The California Public Utilities Commission (CPUC) Thursday unanimously approved the request of its two largest utilities to waive their annual cost-of-capital filings for next year. In avoiding formal proceedings this fall on the subject the CPUC will instead hold a generic workshop on the subject to develop better ways in the future to more accurately determine the private-sector utilities’ capital costs.

At the request of both Pacific Gas and Electric Co. and Southern California Edison Co., the CPUC will hold a financial modeling workshop on cost of capital, according to Commissioner John Bohn, the lead CPUC member on the issue. “They requested the workshop to address the appropriateness and the financial relevance of the models used in the annual cost-of-capital proceeding and appropriateness of using other financial models instead,” Bohn said.

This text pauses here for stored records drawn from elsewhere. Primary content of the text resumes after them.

PR #257, opened 2016-06-06
Check that the system has the PHP version required by Symfony

### LINKED ISSUE #239: No warning/error given when installing Symfony 3.0 with PHP 5.4
Running

    $ symfony new my_project_name

as [suggested by the installation guide](http://symfony.com/doc/3.0/book/installation.html#creating-the-symfony-application) with PHP 5.4, will install Symfony 3.0, but issue no warnings or errors about the installation being incompatible with the PHP version used.  As documented in the [reference for Symfony 3.0](http://symfony.com/doc/3.0/reference/requirements.html) the minimum required version of PHP for Symfony 3.0 is 5.5.9.

This leads to a bad development experience as next thing suggested to do by the guide is to run the PHP development web server:

    $ php bin/console server:run
    PHP Parse error:  syntax error, unexpected 'class' (T_CLASS), expecting identifier (T_STRING) or variable (T_VARIABLE) or '{' or '$' in vendor/symfony/symfony/src/Symfony/Component/Debug/ErrorHandler.php on line 386

javiereguiluz:
This fixes #239.

### DIFF
--- a/tests/Symfony/Installer/Tests/IntegrationTest.php
+++ b/tests/Symfony/Installer/Tests/IntegrationTest.php
@@ -64,8 +64,12 @@ class IntegrationTest extends \PHPUnit_Framework_TestCase
     /**
      * @dataProvider provideSymfonyInstallationData
      */
-    public function testSymfonyInstallation($versionToInstall, $messageRegexp, $versionRegexp)
+    public function testSymfonyInstallation($versionToInstall, $messageRegexp, $versionRegexp, $minPhpVersion)
     {
+        if (version_compare(phpversion(), $minPhpVersion, '<')) {
+            $this->markTestSkipped(sprintf('This test requires PHP %s or higher.', $minPhpVersion));
+        }
+
         $projectDir = sprintf('%s/my_test_project', sys_get_temp_dir());
         $this->fs->remove($projectDir);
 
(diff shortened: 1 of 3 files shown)


xabbuh:
You will now have to skip some tests when on PHP 5.4.

javiereguiluz:
@xabbuh yes. I did that in a80196a ... but there are other failing tests which I can't fix. I'll try to fix them tomorrow.

javiereguiluz:
This is now ready for the final review. Thanks!

tests/Symfony/Installer/Tests/IntegrationTest.php
```diff
@@ -77,6 +81,19 @@ public function testSymfonyInstallation($versionToInstall, $messageRegexp, $vers
         $this->assertRegExp($versionRegexp, $output);
     }
 
+    /**
+     * @expectedException \RuntimeException
+     * @expectedExceptionMessageRegExp /.+The selected version \(3.0.0\) cannot be installed because it requires.+PHP 5.5.9 or higher and your system has PHP 5.4.* installed.+/s
+     */
+    public function testSymfonyRequiresNewerPhpVersion()
+    {
+        if (version_compare(phpversion(), '5.5.0', '>=')) {
```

Bohn agrees that it is “time for the CPUC to do some review of the methods it has relied on for this process of setting rates.” He added that the relative financial stability of the utilities “gives us the opportunity to do just that. The financial models we have come to rely on are worthy of respect, but in my view, we can improve the results by reviewing them and considering the degree to which some parts of the process should be brought more up to date.”

The CPUC has not thoroughly examined the issue since 1981 when it used an outside consultant to help analyze the various ways of estimating the cost of equity capital and to explore their use in establishing rates of return for California utilities. “It is time to do this again,” said Bohn, who once headed the Wall Street credit rating agency, Moody’s Investors Service (1989-96).